As part of our tour, we boarded a long boat and paddled through the canals to a coconut plantation.  Their business here was all about extracting the sugary coconut milk from the coconut flowers. The job of collecting coconut nectar is probably the most labor intensive job I’ve ever seen.  He climbs over 100 coconut trees 2x every day, collects the nectar, then slices 1 cm off the end of the flower to stimulate the flow.  Once the nectar is collected, the wife boils it in these large baskets which then crystallizes into a sugar, then the coconut sugar is pressed into molds and sold at the market.  The guide whispered to me that they have a black market of making coconut hooch.  They package it in plastic water bottles and bury it on the property, selling it on the sly because it is illegal.  I tried to get a bottle of the booze but was politely rejected.

Our bike tour started from the market and we rode about 24 miles through the coconut plantation countryside.  Riding that far in high humidity without a chamois proved a bit troublesome to the nether regions.  Can you say, “Swamp Crotch”?  Ooooh, that ‘s disgusting!  I know, I know. “Kor toht” (excuse me, sorry) I think our pace of riding surprised the guides and the boys kept pushing to go faster.  After our first stop, they commented that we need to ride slower for the rest of the tour...we smiled.  The rest of our bike ride included a stop at more floating markets, a tour of a coconut processing facility, a lunch stop at a riverside restaurant and a visit to a 300 year old Buddhist temple.  The Buddhist temple was enshrouded in climbing vines and featured a sitting Buddha that you could walk around and apply gold foil to.
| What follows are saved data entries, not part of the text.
PR #3916, opened 2026-06-24
CP-14507: fix C→P CCT swap on Ledger (empty xpAddressDictionary)

atn4z7:
## Description

**Ticket: [CP-14507](https://ava-labs.atlassian.net/browse/CP-14507)**

A C → P cross-chain transfer (CCT) swap failed on Ledger wallets. The handler logged `[cctCallbacks] xpAddressDictionary empty for active account`, so no X/P signing indices could be derived and the swap couldn't proceed.

**Root cause**

The CCT swap resolves the active account's X/P addresses through `transformXPAddresses`. Its dictionary branch only checked `if (queryData?.xpAddressDictionary)`. A successful address lookup can still return an empty `{}` (e.g. a Ledger account with no X/P activity yet, which is the normal state for the P-chain destination of a C → P swap). An empty object is truthy, so the code kept it and never fell back to the account's primary P-chain address. The `xpAddresses` branch right above it already falls back on an empty list, so the two branches were inconsistent. The empty dictionary made `getInternalExternalAddrs` return no signing indices, which surfaced the error above.

**Changes**

- `transformXPAddresses`: require a non-empty dictionary before using it; otherwise fall back to the account's primary P-chain address (`addressPVM`). This mirrors the existing `xpAddresses` branch and core-web's `createXpAddressDictionary`.
- `getCachedXPAddresses`: on a failed lookup, fall back via `transformXPAddresses(undefined, account)` instead of returning empty. Covers the Ledger Live case where the Avalanche xpub can't be derived (the lookup throws rather than returns empty).
- `getSwapErrorMessage`: map the `[cctCallbacks]` guard errors to a clear user-facing message instead of the raw internal string, as a safety net for the rare case an account genuinely has no P-chain address. The shared tag is extracted into a `CCT_CALLBACKS_ERROR_TAG` constant referenced by both the producer (`createCctCallbacks`) and consumer (`fusionErrors`).

## Screenshots/Videos
C->P CCT swap
https://github.com/user-attachments/assets/59a9e3b9-71bb-41ef-82e2-39e8191a176a

Error

## Testing
**iOS: 0.0.0.8963
Android: 0.0.0.8964**

1. Connect a Ledger wallet (via ledger live).
2. Start a swap from C-Chain to P-Chain (CCT).
3. Approve the export and import legs on the device.
4. Confirm the swap completes and the funds land on the P-chain (previously it failed with no progress).

## Checklist

[CP-14507]: https://ava-labs.atlassian.net/browse/CP-14507?atlOrigin=eyJpIjoiNWRkNTljNzYxNjVmNDY3MDlhMDU5Y2ZhYzA5YTRkZjUiLCJwIjoiZ2l0aHViLWNvbS1KU1cifQ

### DIFF
--- a/packages/core-mobile/app/hooks/useXPAddresses/transformXPAddresses.test.ts
+++ b/packages/core-mobile/app/hooks/useXPAddresses/transformXPAddresses.test.ts
@@ -79,6 +79,33 @@ describe('transformXPAddresses', () => {
     })
   })
 
+  // CP-14507: a successful lookup can return an empty dictionary (e.g. a Ledger
+  // account with no X/P activity yet). The empty `{}` must NOT be used as-is —
+  // it has to fall back to the account's primary P-chain address, otherwise XP
+  // signing yields no indices and C->P CCT swaps fail.
+  describe('when queryData.xpAddressDictionary is an empty object', () => {
+    it('falls back to account.addressPVM for the dictionary', () => {
+      const queryData = {
+        xpAddresses: [],
+        xpAddressDictionary: {}
+      }
+      const account = createMockAccount({
+        addressPVM: 'P-avax1fallback'
+      })
+
+      const result = transformXPAddresses(queryData, account)
+
+      expect(result.xpAddresses).toEqual(['avax1fallback'])
+      expect(result.xpAddressDictionary).toEqual({
+        avax1fallback: {
+          space: 'e',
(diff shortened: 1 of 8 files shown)


B0Y3R-AVA (approved):

ruijia1in (approved):
dev-tested.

Outside the temple, there was a traditional Thai ensemble playing music on unique instruments that we’ve never seen before.  

The lunch stop was definitely a highlight because they served a 5 course spread of amazing Thai food including a chicken curry dish that would blow your socks off.  “arroy-mahk”  I guess that curry is not really a staple of central Thailand but more common in Northern Thailand.  Riding the next 5 miles proved a bit difficult as we were pedaling with bloated bellies.
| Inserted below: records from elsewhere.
PR #3918, opened 2026-06-24
CP-14522: DCA polish — on-chain pause/cancel/resume via fusion-sdk 0.23.1

ruijia1in:
iOS: 8969
Android: 8970

## Description

**Ticket: [CP-14522](https://ava-labs.atlassian.net/browse/CP-14522)**

Builds on `dca-part1` to pick up the fusion-sdk release that signs and broadcasts recurring-swap cancel / pause / resume on-chain (replacing the prior HTTP-only Markr endpoints) and to ship the AC.1 / AC.2 polish under the DCA Swaps: UX polish ticket:

- **`@avalabs/fusion-sdk` 0.22.0 → 0.23.1**, the foundation for everything else in this PR.
- **Approval-modal context now rides on `step.signerContext`.** The Zustand-backed `activeActionContext` is gone — producers (`submitRecurringSwap`, `_makeOrderActionHook`) attach the payload through `TransferManager`'s signing config and `EvmSigner.signOne` reads it back via the new `readRecurringSignerContext` helper, gated on `TransferSignatureReason` being one of the four recurring values.
- **Order-action hooks unified.** `useCancel` / `usePause` / `useResume` collapse onto a single `_makeOrderActionHook` factory parameterised by the SDK enum + analytics event. `useUnpauseRecurringSchedule` is renamed to `useResumeRecurringSchedule` end-to-end (hook, test, analytics event, comments, store keys) so the code matches the existing CP-14399 UI copy.
- **Schedules screen lifted to a top-level modal** at `/recurringSwapSchedules`, deeplinkable as `core://recurringSwapSchedules`. Activity-tab banner + swap-modal row + future notifications all converge here.
- **Approval schema tightened.** `recurringSwapApprovalContextSchema` drops the `type` discriminator (fill vs order-action is now structural — fills carry `frequency`, order actions carry `action: TransferSignatureReason.*`) and the `isUnlimited` cross-field refinement (the `-1` wire sentinel is the only source of truth). `<RecurrenceDetails />` keys its copy table off `TransferSignatureReason` enum values directly.
- **NotificationCenterService**: log + degrade-to-generic on metadata parse failure instead of silently dropping the row.

**Dependencies:** `@avalabs/fusion-sdk@0.23.1` (already published).

**Not breaking** for callers outside `recurringSwap/` and `approval/` — the changes are internal to the recurring-swap surface.

## Screenshots/Videos

RecurringSchedulesScreen auto scroll to correct card and show recurring schedule not found error

https://github.com/user-attachments/assets/1f478db3-8c34-415f-b96a-33891da01529

https://github.com/user-attachments/assets/2a4927d2-c9f4-4745-86ef-fc35f081bff0

## Testing

**Dev Testing**

Schedule a recurring swap and verify the approval-modal preview reads correctly (token pair, per-order amount, frequency, total orders / Unlimited):

1. Pick AVAX → USDC, per-order = 1, frequency = 5 min, orders = 2. Approve. Schedule lands in `/recurringSwapSchedules`.
2. Repeat with orders = Unlimited; approval preview should say "Unlimited" and the schedule row should not display a total.

Pause / Resume / Cancel each fire an on-chain TX with the right modal copy:

3. From the schedules screen, Pause an Active row → approval modal title = "Pausing recurring swap", body mentions allowance preserved + "may still execute one more fill". Tap Approve → row flips to Paused after the TX indexes.
4. From the same screen, Resume the Paused row → title = "Resuming recurring swap" → row flips back to Active.
5. Cancel from Active and Cancel-from-Paused both land on "Cancelling recurring swap" → row flips to Cancelled. The pending spinner does not flicker back to Pause/Resume in the cancel-from-Paused case.

Top-level modal entry points all open the same screen:

6. From Activity tab, tap the "Recurring schedules" banner → opens `/recurringSwapSchedules`.
7. From the swap modal, tap the inline schedules row → same destination.
8. Open `core://recurringSwapSchedules` via a deeplink (terminal: `xcrun simctl openurl booted core://recurringSwapSchedules`) → opens the modal directly.

**QA Testing**

Acceptance criteria from CP-14522:
- **AC.1** Contextual approval messages: cancel / pause / resume each show their own title + body in the approval modal preview, with token symbols injected.
- **AC.2** Pause + Resume work end-to-end on-chain (no HTTP fallback). A paused schedule stops executing fills; resuming it picks back up without re-approval.

## Checklist

[CP-14522]: https://ava-labs.atlassian.net/browse/CP-14522?atlOrigin=eyJpIjoiNWRkNTljNzYxNjVmNDY3MDlhMDU5Y2ZhYzA5YTRkZjUiLCJwIjoiZ2l0aHViLWNvbS1KU1cifQ


packages/core-mobile/app/new/features/swap/services/signers/EvmSigner.ts
```diff
@@ -244,7 +241,9 @@ export function createEvmSigner(
     // would let recurring through. Exclude them explicitly — recurring TXs
     // must always render the approval modal so the user sees the
     // "Scheduling / Cancelling / Pausing / Unpausing recurring swap" preview.
```
atn4z7: Two stale comments here now that detection moved to `currentSignatureReason`:

- line 243 still lists the preview as "Scheduling / Cancelling / Pausing / **Unpausing** recurring swap" (should be "Resuming" to match the rename, and `store/rpc/types.ts` which already says Resuming).
- the comment just below (~285) still says detection keys on "`aggregator.id` starts with `markr-recurring`", but the code reads `readRecurringSignerContext(stepDetails)` off the signature reason now, not the aggregator id.

packages/core-mobile/app/new/features/recurringSwap/store/listeners.ts
```diff
@@ -117,39 +120,57 @@ function processAllSchedules(
...
  * the next listOrders refetch lands (the order was already Paused before
  * the cancel TX was even broadcast), causing a UI flicker back to
- * Pause/Unpause until the Cancelled status finally indexes.
+ * Pause/Resume until the Cancelled status finally indexes.
  */
 function isPendingActionResolved(
   entry: PendingActionEntry,
   order: RecurringOrder
 ): boolean {
   switch (entry.type) {
```
atn4z7, line 135: This `switch` is exhaustive over the 3 action types today, but there is no `default` / `assertNever(entry.type)`. If a 4th `RecurringOrderActionType` is ever added, this silently returns `undefined` (falsy, so the spinner just waits for the TTL) instead of failing the build. An `assertNever` default would turn that into a compile error. Low impact given the TTL backstop.

packages/core-mobile/app/new/features/notifications/services/NotificationCenterService.ts
```diff
@@ -34,6 +34,12 @@ function transformNotification(
   switch (response.type) {
```
atn4z7, line 34: Same note as the reconciler switch: `transformNotification`'s `switch (response.type)` has no `default`. It is exhaustive over the validated zod enum so it is unreachable today, but a future enum member would fall through to an implicit `undefined` return. A `default` with `assertNever` would harden it.

atn4z7 (commented):
Nice PR.

packages/core-mobile/app/new/features/notifications/services/NotificationCenterService.ts
```diff
@@ -34,6 +34,12 @@ function transformNotification(
...
     case 'BALANCE_CHANGES': {
       const parsed = BalanceChangesMetadataSchema.safeParse(response.metadata)
+      if (!parsed.success) {
+        Logger.warn(
+          '[NotificationCenterService] BALANCE_CHANGES metadata parse failed; falling back to generic row',
+          parsed.error
+        )
+      }
```
atn4z7, line 42: shouldn't this be Logger.error so we can see it on sentry?

packages/core-mobile/app/new/features/recurringSwap/hooks/_makeOrderActionHook.ts
```diff
@@ -88,13 +113,69 @@ type OrderActionConfig = {
...
+        `[${hookName}] action TX ${txHash} reverted on chain ${chainId}; cleared pending entry for order ${orderId}`
+      )
+    }
+  } catch (err) {
+    // Timeout / RPC error — don't clear; the reconciler + TTL remain the
+    // backstop in case a confirmation lands later.
+    Logger.warn(
+      `[${hookName}] action receipt watch did not confirm for order ${orderId}; leaving pending for reconciler/TTL`,
+      err
+    )
```
atn4z7: same here for logger.error

packages/core-mobile/app/new/features/recurringSwap/hooks/_makeOrderActionHook.ts
```diff
@@ -109,6 +190,13 @@ export function makeOrderActionHook(
     // the first to settle would flip `isPending` off mid-flight on the
     // second. Drop calls while one is already in flight.
     const inFlightRef = useRef(false)
+    // The receipt watcher needs the source network for `args.chainId`, which
+    // is only known per-call. Hold the live networks map in a ref so the
+    // empty-deps `run` reads the latest without churning its identity (which
+    // the SchedulesScreen's stable `mutate` reference depends on).
+    const { networks } = useNetworks()
+    const networksRef = useRef(networks)
+    networksRef.current = networks
```
atn4z7: **NIT** — this writes to the ref during render. React discourages mutating refs in the render body (breaks render purity, and under concurrent rendering a discarded render would still mutate it). The documented form is to write it in an effect:

```js
useEffect(() => {
  networksRef.current = networks
}, [networks])
```

There's already a `useEffect` right below, so it's a small move. No behavioral impact here since `run` only reads `networksRef.current` post-commit on a user tap, so purely a future-safety nit.

packages/core-mobile/app/new/features/recurringSwap/types.ts
```diff
@@ -62,7 +62,8 @@ export function resolveRecurringTokenAddress(
   token: LocalTokenWithBalance
 ): string | null {
   if (token.type === TokenType.NATIVE) return ERC_ZERO_ADDRESS
-  if ('address' in token && token.address) return token.address
+  if (token.type === TokenType.ERC20 && 'address' in token && token.address)
+    return token.address
```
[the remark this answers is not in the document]
ruijia1in: Good catch. Aligned `isUsable` to delegate to `resolveRecurringTokenAddress` so the gate and the address resolution can't drift — an SPL token (non-empty Solana address) is now rejected up front instead of resolving to `''`. Also dropped the `?? ''` coercion in the queryFn in favor of the same invariant throw used by the sibling guards, so an empty address can never reach the SDK. Added a regression test (SPL token with a non-empty address does not fire the query). Fixed in c70e221bd.

packages/core-mobile/app/new/features/swap/services/signers/EvmSigner.ts
ruijia1in: Updated both — "Unpausing" → "Resuming" on line 243, and the detection note now describes `currentSignatureReason` (the `isRecurring` check) instead of the old "aggregator.id starts with markr-recurring" wording. c70e221bd.

packages/core-mobile/app/new/features/recurringSwap/store/listeners.ts
ruijia1in: Added an `assertNever` default — a 4th `RecurringOrderActionType` is now a compile error instead of a silent `undefined` return that would hang the spinner until the TTL. The throw is the runtime backstop. c70e221bd.

packages/core-mobile/app/new/features/notifications/services/NotificationCenterService.ts
ruijia1in: Added the same `assertNever` default. Unreachable today (the `response.type` is zod-validated against the enum upstream in `fetchNotifications`), and the throw is caught there (returns `[]`), which is safer than the previous implicit `undefined` leaking into the list. c70e221bd.

packages/core-mobile/app/new/features/recurringSwap/hooks/_makeOrderActionHook.ts
ruijia1in: Moved the `networksRef.current = networks` write into `useEffect(..., [networks])`. `useRef(networks)` seeds the first render and `run` only reads the ref post-commit (on a user tap), so there's no behavior change — purely the render-purity / concurrent-safety fix. c70e221bd.

packages/core-mobile/app/new/features/swap/screens/SwapScreen.tsx
```diff
@@ -965,7 +975,8 @@ export const SwapScreen = (): JSX.Element => {
     isRecurringBlocked,
     eligibility.eligible,
     recurring.isRecurring,
-    recurring.setIsRecurring
+    recurring.setIsRecurring,
+    recurring
```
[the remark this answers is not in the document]
ruijia1in: Dropped `recurring` from the effect deps and key on the stable `recurring.isRecurring` / `recurring.setIsRecurring` fields (with the `react-hooks/exhaustive-deps` suppression pattern used elsewhere in this file), so it no longer re-runs on the unstable context object identity. c70e221bd.

packages/core-mobile/app/new/features/notifications/services/NotificationCenterService.ts
ruijia1in: Done — this (and the PRICE_ALERTS / NEWS parse-failure logs) are now `Logger.error` so backend metadata/schema drift surfaces in Sentry.

packages/core-mobile/app/new/features/recurringSwap/hooks/_makeOrderActionHook.ts
ruijia1in: Done — both the on-chain-revert log and the receipt-watch-failure log are now `Logger.error` so they surface in Sentry.

packages/core-mobile/app/new/features/recurringSwap/hooks/usePauseRecurringSchedule.test.ts
```diff
@@ -189,7 +202,11 @@ describe('usePauseRecurringSchedule', () => {
     expect(mockSnackbar).not.toHaveBeenCalled()
   })
 
-  it('shows "Try again" on a generic signer/network failure (not a user rejection)', async () => {
+  // A generic (non-HTTP, non-rejection) failure thrown out of `executePause`
+  // is ambiguous — the TX may already have broadcast. The shared hook keeps the
+  // order pending (blocking a double-submit) and suppresses the toast rather
+  // than showing "Try again" and re-enabling the button.
+  it('keeps the order pending without a toast on a generic (ambiguous) failure', async () => {
```
B0Y3R-AVA, line 255: The revert path (status 0 clears the entry and fires the snackbar) only gets exercised through the cancel hook test. Since the watcher lives in the shared builder I get why, but it means the pause and resume `reverted` strings never get asserted by anything. Swap one of those copy lines by accident and no test notices. A small case here that mocks a status-0 receipt and checks the pause snackbar fires would cover it.

packages/core-mobile/app/new/features/swap/screens/SwapScreen.tsx
```diff
@@ -1182,6 +1193,18 @@ export const SwapScreen = (): JSX.Element => {
...
+  // Mirror the one-shot `canSwap` gate: a blocking (non-warning) validation
+  // error must disable Next. Most importantly this covers below-minimum, which
+  // `computeValidationError` evaluates against the recurring per-token minimum
+  // (`effectiveMinimumTransferAmount`). Without it the below-minimum error was
+  // displayed but never reached `canSubmit`, and because the recurring quote
+  // succeeds below the minimum (`useRecurringQuote` only gates on a non-zero
+  // amount, and `/recurring/quote` doesn't enforce the per-order minimum), a
+  // sub-minimum `amountPerOrder` could be submitted. Warnings (e.g.
+  // gas-estimation) are tolerated, matching `canSwap`'s `isWarning` allowance.
+  const hasBlockingValidationError =
```
B0Y3R-AVA: This is the real fix in the PR, the thing keeping a sub-minimum amountPerOrder from going through, and it's the part with no test. The recurring quote happily succeeds below the minimum, so this gate is the only thing in the way. I'd want a test pinning it down: blocking validation error present means canSubmit is false, warning-only still submits. Easy to regress otherwise.

packages/core-mobile/app/new/features/recurringSwap/screens/RecurringSchedulesScreen.tsx
```diff
@@ -566,6 +596,57 @@ export function RecurringSchedulesScreen(): JSX.Element {
...
+    [initialExpandedOrderId, headerHeight]
+  )
+
+  // Deep-linked orderId may not show up in the manageable list — the order
+  // could be `cancelled` / `completed` (filtered out), belong to a different
+  // account, or not exist on the active chain. Surface a one-shot snackbar
+  // once the fetch settles so the user isn't left wondering why nothing
+  // expanded. Only fires when the fetch succeeded (an error already renders
+  // the Retry CTA inline).
+  const notFoundShownRef = useRef(false)
```
B0Y3R-AVA, line 638: None of the deep-link behavior is covered yet: the auto-expand from initialExpandedOrderId, the scroll-into-view in handleCardMeasureY, and this not-found snackbar. The scroll one leans on rAF plus a 250ms timeout plus a forwarded ref, which is the kind of thing that quietly stops working and nobody catches until a notification tap lands in the wrong spot. At a minimum I'd test that the not-found snackbar fires once when the orderId isn't in the list.

packages/core-mobile/app/new/features/recurringSwap/store/pendingActionStore.ts
```diff
@@ -33,22 +46,86 @@ export interface PendingActionState {
...
+
+function isPersistedEntry(value: unknown): value is PendingActionEntry {
+  if (!value || typeof value !== 'object') return false
+  const e = value as Partial<PendingActionEntry>
+  // Validate every field the listener-side reconciler reads. An entry
+  // missing any of these would either fail the (account, chain) scope
+  // check (and stick around until the TTL fired) or crash the
+  // reconciler on the next list refetch.
+  return (
+    typeof e.type === 'string' &&
```
B0Y3R-AVA: Tiny one. `type` is only checked for typeof string here, not against the three real action values. A corrupted entry with some junk string type survives the migration, then never resolves in isPendingActionResolved (no default branch) and just sits there until the TTL evicts it. The TTL saves you so it's not a real bug, but the enum is already imported, so an `includes` check would close it for free.

packages/core-mobile/app/new/features/swap/screens/SwapScreen.tsx
```diff
@@ -1275,12 +1299,13 @@ export const SwapScreen = (): JSX.Element => {
     recurring.numberOfOrders,
     fromTokenValue,
     getNetwork,
+    recurringSlippageBps,
     dismissAll
   ])
 
-  const handleNext = useCallback(() => {
+  const handleNext = useCallback(async () => {
```
B0Y3R-AVA, line 1306: handleNext went async for the recurring await, but handleSwap (the normal path) is still called without one. If it ever throws synchronously that's now an unhandled rejection inside the async wrapper instead of bubbling up the way it used to. Probably moot since onPress doesn't catch either way, just noting the behavior shifted.

B0Y3R-AVA (commented):
Did a careful pass, mostly on the signerContext refactor and the pending-action plumbing. The SDK side checks out. I pulled the 0.23.1 tarball and the recurring TransferSignatureReason members and signerContext are really in there, so the gating is sound. Moving the display metadata onto the request itself instead of the old activeActionContext map is a clear win, that map's whole reason for existing was the concurrent same-type stomp and this just deletes the problem.

Nothing here blocks merge. What stood out was test coverage on a few of the new bits, plus a couple of tiny things. Left them inline. The nits are take-it-or-leave-it.

packages/core-mobile/app/new/features/recurringSwap/hooks/usePauseRecurringSchedule.test.ts
ruijia1in: Added. Both `usePauseRecurringSchedule.test.ts` and `useResumeRecurringSchedule.test.ts` now have a status-0 revert case that mocks a resolvable network + a reverted receipt and asserts `clearPending` fires and the action-specific snackbar shows (`Pause failed on-chain. Please try again` / `Resume failed on-chain. Please try again`). Mirrors the existing cancel-hook revert test, so a copy swap on any of the three would now be caught. be87029a4.

packages/core-mobile/app/new/features/swap/screens/SwapScreen.tsx
ruijia1in: Agreed this was the riskiest gap. Extracted the gate into `swap/utils/recurringSubmitGate.ts` (`hasBlockingValidationError` / `isRecurringReady` / `computeCanSubmit`) — a behavior-preserving extraction so it's unit testable without standing up the whole screen — and added `recurringSubmitGate.test.ts`. It pins down exactly what you described: a blocking (non-warning) validationError ⇒ `canSubmit` false, warning-only ⇒ still submits, plus each presence guard and the one-time path deferring to `canSwap`. be87029a4.

packages/core-mobile/app/new/features/recurringSwap/screens/RecurringSchedulesScreen.tsx
ruijia1in: Covered the decision logic: extracted `shouldShowDeepLinkNotFound` into `recurringSwap/utils/shouldShowDeepLinkNotFound.ts` and unit-tested it — absent id after a successful fetch fires (once, via the `alreadyShown` guard), and loading / error / already-shown / id-present all suppress. I left the rAF + 250ms scroll-into-view itself out of scope here: it leans on real timers + a forwarded ref and a full render harness for this screen doesn't exist yet, so a test there would be brittle. The pure predicate carries the not-found coverage you asked for. be87029a4.

packages/core-mobile/app/new/features/recurringSwap/store/pendingActionStore.ts
ruijia1in: Closed it. Added `isRecurringOrderActionType` (backed by a runtime array of the three enum values) and `isPersistedEntry` now validates `type` through it instead of `typeof string`, so a junk-string `type` is dropped during migration rather than sitting until the TTL. Added a migration test for junk/empty `type`. be87029a4.

packages/core-mobile/app/new/features/swap/screens/SwapScreen.tsx
ruijia1in: Left as-is — agree it's moot. `submitRecurring` fully encapsulates its own error handling (try/catch/finally, swallows user-rejection, toasts the rest), so nothing rejects out of the recurring branch. And `handleSwap` is the pre-existing one-time path that already manages its own errors. `onPress` doesn't await or catch either way, so the sync-throw → async-reject shift you noted is behavior-neutral in practice. Happy to wrap it defensively if you'd prefer, but it didn't seem worth touching the swap path.

atn4z7 (approved):

B0Y3R-AVA (approved):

Traveling through the countryside was reminiscent of being in Latin America with the familiar smells, the burning coconut palms and husks, the lame and scruffy dogs and the partially constructed houses with raw rebar reaching skyward.   It was a very nice respite from the bustling activity of downtown Bangkok. After we boarded a ferry to visit our last floating market we found a nice tea house along the river and ordered some Thai Iced teas and just watched the world go by.  The one thing that surprised me is that the long boats here had exposed V8 engines with extremely long drive shafts that reached into the water.  Apparently, Thailand does not have the same smog requirements as does California because the engines roared to life and spewed black smoke into the sky.

Our trip back to Bangkok took us about 2 hours due to heavy Saturday traffic.  After arriving at our hotel room and putting down a cold one, I fell fast asleep.  In fact, everyone was pretty wiped and we fell asleep by 8:00 fed by a couple of bananas that were left overs from our tour.  

Tomorrow, we fly from Bangkok to Chiang Mai. The following day we will then shuttle to Chai Lai Orchid where we will interact with the elephants.

“sa-wat-dee krub” (goodbye),


~The Chitraroff Family














Friday, November 18, 2016

Thailand Travels Day 2

Chitraroff Blog Thai Entry
Bangkok, Thailand, Day 2
Saturday, 11/19

pom ben kroo”  I am a teacher.
“no tai mai jai”    I don’t speak Thai.
“korp kun krub”  Thank you.    (Leslie says, “korp kun ka” because she is female).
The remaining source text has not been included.